* [TO DO]: Tally every line in the data that has the word "child" and report only the total.

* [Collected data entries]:
* * *

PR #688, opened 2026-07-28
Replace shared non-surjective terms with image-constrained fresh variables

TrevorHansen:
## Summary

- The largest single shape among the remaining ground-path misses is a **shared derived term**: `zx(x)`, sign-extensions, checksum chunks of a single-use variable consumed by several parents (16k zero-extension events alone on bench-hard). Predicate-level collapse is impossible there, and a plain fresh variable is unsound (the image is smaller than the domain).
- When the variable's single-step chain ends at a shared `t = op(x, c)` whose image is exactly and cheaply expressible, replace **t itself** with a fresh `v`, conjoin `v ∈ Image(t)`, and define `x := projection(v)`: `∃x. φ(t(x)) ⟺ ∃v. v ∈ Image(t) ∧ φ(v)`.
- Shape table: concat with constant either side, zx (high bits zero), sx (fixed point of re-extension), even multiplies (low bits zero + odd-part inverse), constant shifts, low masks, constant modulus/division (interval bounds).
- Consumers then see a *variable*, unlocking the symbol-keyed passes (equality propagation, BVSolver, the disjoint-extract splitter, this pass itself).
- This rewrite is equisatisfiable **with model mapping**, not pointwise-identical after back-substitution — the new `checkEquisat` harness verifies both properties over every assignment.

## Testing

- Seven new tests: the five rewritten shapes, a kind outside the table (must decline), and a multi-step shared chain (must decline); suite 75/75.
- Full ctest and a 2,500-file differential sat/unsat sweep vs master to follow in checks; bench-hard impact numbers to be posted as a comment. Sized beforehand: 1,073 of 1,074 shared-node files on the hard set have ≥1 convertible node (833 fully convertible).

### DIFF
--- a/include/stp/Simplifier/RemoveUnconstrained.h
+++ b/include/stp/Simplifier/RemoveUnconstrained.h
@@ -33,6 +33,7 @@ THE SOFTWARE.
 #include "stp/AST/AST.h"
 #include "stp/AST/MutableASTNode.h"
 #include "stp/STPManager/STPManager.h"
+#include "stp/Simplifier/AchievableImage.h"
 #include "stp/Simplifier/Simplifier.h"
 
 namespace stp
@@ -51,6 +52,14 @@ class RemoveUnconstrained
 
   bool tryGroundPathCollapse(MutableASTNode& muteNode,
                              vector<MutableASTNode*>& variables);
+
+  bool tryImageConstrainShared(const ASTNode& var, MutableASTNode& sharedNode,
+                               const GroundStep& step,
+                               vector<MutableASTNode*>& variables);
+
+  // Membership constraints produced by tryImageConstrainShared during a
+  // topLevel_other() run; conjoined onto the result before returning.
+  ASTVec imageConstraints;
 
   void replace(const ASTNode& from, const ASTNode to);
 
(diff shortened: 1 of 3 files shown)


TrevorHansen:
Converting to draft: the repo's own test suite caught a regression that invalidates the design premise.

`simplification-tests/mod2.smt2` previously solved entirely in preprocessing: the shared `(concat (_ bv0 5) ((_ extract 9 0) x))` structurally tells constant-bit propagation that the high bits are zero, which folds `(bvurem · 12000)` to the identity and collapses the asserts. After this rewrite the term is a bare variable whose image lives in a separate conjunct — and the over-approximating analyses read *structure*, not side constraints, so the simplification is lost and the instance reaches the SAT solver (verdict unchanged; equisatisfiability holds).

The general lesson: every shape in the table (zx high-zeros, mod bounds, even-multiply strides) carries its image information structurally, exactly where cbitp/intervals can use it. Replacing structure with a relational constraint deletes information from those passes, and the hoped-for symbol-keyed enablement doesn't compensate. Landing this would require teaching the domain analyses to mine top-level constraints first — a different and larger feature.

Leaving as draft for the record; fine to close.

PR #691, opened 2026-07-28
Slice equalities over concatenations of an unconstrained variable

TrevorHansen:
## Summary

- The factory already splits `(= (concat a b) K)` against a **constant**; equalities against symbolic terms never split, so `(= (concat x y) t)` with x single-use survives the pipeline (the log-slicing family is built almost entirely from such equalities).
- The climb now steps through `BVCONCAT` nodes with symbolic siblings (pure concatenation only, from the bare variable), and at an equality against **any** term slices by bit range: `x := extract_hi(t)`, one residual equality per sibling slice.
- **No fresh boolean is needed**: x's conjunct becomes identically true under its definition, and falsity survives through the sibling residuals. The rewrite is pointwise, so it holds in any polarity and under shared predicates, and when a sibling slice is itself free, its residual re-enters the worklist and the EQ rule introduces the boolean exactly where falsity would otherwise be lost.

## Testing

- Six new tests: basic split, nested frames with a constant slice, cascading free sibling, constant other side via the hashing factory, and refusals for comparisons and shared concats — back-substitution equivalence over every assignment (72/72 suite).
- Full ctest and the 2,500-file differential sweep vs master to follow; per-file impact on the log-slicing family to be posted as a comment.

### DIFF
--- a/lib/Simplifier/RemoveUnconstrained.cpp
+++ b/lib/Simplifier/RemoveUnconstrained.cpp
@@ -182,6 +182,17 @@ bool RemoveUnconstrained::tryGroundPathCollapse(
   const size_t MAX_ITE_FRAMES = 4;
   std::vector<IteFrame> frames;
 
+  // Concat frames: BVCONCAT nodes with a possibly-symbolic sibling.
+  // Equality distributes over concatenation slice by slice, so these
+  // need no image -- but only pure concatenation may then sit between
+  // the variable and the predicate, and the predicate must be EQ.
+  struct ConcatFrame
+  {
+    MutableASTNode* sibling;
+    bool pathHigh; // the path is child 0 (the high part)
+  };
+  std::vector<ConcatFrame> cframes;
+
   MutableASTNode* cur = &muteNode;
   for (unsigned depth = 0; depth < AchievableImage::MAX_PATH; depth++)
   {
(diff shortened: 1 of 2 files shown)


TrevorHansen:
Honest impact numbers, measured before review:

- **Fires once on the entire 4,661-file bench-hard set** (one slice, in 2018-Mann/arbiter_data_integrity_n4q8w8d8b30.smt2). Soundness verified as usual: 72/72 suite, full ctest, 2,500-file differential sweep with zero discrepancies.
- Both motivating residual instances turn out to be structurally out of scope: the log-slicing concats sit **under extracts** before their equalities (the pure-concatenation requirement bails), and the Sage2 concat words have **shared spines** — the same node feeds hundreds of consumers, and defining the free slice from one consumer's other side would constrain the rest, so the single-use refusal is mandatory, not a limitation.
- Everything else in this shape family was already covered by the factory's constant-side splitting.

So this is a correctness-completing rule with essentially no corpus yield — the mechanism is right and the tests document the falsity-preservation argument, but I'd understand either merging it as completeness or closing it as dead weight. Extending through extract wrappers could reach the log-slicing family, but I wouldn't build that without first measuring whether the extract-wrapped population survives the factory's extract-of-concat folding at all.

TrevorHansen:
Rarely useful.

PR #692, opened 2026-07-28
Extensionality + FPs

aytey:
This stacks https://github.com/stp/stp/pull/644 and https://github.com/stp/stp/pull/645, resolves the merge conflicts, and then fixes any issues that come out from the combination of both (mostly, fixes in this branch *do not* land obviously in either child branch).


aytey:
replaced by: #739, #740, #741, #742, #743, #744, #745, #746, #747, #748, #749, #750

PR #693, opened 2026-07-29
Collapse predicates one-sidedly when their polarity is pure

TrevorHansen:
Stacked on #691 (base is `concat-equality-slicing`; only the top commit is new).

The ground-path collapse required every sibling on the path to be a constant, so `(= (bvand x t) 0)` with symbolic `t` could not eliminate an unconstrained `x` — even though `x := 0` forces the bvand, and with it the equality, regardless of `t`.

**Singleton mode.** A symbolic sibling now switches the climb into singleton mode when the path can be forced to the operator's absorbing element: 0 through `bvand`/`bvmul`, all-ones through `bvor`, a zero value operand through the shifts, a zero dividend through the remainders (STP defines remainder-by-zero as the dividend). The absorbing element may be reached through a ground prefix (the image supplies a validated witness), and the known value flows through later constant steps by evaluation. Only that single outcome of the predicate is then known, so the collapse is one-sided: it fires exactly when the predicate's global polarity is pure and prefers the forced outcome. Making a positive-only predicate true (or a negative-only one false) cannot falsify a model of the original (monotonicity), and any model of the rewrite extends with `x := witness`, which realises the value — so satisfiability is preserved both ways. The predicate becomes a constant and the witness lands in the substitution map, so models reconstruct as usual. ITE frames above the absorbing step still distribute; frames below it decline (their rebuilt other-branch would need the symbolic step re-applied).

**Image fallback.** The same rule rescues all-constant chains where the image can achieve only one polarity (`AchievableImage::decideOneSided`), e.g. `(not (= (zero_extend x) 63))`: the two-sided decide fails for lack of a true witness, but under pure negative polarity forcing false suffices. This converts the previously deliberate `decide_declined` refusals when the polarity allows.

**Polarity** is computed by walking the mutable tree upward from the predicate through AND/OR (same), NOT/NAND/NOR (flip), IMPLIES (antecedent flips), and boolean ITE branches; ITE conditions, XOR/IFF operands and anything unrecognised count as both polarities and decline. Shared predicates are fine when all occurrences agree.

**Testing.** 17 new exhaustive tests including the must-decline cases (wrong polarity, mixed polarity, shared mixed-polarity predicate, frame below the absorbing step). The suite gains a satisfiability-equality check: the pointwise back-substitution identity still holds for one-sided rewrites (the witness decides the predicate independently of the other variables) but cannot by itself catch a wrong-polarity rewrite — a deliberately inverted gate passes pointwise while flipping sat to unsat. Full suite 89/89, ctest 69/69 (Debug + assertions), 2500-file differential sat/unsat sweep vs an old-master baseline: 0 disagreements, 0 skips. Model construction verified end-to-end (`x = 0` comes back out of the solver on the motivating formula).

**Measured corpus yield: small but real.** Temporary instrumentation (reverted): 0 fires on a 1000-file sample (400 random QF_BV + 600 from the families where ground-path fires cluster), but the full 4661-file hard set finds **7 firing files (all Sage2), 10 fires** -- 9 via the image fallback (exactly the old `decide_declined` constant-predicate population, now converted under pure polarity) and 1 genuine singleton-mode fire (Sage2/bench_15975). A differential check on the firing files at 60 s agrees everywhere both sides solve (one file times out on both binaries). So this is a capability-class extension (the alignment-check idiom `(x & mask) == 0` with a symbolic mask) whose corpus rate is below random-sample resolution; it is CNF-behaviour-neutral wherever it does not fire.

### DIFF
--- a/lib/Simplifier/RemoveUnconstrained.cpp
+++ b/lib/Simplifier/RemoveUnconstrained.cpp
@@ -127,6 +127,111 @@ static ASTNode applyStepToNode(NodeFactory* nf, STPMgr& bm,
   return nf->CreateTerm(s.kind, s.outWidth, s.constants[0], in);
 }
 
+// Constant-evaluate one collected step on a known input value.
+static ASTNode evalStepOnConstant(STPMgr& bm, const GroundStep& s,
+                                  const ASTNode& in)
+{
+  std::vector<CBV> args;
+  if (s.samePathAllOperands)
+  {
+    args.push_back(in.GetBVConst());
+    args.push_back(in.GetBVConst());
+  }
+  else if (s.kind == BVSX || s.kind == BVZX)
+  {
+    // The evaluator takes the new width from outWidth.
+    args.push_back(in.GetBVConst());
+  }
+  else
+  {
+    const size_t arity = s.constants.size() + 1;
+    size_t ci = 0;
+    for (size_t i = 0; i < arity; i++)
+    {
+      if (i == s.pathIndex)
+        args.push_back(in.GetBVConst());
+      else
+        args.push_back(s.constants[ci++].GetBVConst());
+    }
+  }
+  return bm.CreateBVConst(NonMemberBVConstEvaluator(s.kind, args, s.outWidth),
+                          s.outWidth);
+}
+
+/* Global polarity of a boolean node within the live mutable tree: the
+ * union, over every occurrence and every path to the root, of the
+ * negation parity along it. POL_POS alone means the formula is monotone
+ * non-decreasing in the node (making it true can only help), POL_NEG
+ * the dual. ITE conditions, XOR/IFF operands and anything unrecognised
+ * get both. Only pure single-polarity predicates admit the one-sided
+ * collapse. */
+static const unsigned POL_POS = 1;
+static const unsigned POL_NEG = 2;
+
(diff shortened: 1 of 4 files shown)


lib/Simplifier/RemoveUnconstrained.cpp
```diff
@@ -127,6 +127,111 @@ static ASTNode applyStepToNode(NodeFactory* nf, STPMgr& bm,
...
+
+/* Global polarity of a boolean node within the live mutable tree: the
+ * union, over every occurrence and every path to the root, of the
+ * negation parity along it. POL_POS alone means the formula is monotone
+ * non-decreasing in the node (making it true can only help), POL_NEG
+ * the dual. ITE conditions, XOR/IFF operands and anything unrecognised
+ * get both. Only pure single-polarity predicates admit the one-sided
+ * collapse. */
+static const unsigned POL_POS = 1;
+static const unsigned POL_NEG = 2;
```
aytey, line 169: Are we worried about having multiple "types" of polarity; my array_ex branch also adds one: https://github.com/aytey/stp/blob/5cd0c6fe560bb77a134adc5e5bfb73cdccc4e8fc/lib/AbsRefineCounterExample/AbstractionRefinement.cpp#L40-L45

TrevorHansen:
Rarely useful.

* * *

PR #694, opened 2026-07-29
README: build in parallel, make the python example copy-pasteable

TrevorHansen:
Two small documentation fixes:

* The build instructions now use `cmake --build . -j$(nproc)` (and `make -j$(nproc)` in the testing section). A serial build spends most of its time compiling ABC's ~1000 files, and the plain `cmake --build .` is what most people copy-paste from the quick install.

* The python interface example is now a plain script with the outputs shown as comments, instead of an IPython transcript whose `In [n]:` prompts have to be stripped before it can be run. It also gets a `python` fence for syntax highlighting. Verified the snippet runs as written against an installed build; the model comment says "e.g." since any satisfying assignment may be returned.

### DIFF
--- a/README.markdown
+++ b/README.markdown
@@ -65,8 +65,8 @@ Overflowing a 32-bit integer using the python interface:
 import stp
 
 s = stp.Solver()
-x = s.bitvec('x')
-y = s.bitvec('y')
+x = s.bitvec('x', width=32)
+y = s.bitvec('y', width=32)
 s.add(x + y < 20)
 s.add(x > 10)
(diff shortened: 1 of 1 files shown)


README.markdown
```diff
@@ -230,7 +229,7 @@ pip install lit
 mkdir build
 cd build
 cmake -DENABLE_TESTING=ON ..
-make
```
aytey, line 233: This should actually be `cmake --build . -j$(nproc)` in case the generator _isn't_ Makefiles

* * *

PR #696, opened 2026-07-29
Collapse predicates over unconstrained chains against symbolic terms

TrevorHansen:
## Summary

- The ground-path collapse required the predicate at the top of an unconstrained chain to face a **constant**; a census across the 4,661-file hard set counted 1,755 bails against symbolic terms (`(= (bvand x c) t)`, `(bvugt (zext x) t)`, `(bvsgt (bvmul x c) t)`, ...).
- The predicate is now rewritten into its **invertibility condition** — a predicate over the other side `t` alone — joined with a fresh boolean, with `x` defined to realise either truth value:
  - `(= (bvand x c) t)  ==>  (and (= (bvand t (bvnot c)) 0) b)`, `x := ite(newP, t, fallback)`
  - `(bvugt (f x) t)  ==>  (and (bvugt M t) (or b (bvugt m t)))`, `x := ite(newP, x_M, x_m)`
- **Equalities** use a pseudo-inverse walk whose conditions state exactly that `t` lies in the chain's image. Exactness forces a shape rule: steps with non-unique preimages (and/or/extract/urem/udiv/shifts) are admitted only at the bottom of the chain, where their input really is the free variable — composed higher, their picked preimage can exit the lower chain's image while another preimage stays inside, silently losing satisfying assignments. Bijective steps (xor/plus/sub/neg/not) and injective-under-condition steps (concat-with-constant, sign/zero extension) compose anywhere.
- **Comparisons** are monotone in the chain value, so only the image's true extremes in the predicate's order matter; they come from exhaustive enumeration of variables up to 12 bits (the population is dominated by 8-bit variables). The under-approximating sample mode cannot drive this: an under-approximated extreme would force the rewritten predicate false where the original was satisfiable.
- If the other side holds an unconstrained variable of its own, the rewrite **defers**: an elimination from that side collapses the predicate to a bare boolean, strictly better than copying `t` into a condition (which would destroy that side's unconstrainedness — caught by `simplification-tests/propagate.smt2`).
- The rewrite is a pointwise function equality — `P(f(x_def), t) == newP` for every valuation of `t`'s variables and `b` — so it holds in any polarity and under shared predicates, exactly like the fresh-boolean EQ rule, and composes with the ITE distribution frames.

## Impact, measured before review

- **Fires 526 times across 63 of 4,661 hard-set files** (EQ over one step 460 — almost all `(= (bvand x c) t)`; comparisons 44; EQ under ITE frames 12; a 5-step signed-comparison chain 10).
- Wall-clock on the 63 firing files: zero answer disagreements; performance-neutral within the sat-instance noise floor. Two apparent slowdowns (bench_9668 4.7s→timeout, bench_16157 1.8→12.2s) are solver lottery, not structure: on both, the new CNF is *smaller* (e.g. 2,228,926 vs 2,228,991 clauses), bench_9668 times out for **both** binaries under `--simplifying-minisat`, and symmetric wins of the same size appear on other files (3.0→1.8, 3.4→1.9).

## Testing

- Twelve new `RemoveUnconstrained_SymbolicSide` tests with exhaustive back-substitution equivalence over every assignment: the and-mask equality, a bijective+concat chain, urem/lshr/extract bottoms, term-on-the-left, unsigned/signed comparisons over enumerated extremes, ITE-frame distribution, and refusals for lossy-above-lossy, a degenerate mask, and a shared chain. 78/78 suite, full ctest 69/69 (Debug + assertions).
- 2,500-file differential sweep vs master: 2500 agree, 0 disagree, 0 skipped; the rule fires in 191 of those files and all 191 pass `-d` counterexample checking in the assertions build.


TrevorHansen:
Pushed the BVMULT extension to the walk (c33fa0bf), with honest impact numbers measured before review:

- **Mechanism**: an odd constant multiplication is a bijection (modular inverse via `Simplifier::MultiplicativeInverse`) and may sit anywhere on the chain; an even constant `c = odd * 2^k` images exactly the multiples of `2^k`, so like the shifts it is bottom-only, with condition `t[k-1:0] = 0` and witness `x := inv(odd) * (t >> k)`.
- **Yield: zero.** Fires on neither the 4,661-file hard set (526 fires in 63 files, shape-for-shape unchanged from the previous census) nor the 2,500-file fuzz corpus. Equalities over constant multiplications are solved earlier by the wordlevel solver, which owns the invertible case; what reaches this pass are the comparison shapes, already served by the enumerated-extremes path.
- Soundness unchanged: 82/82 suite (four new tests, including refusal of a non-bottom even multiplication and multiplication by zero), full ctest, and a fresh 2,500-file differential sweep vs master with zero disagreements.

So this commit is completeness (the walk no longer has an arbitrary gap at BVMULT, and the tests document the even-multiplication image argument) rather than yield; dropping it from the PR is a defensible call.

* * *

* [ANSWER AREA]: 2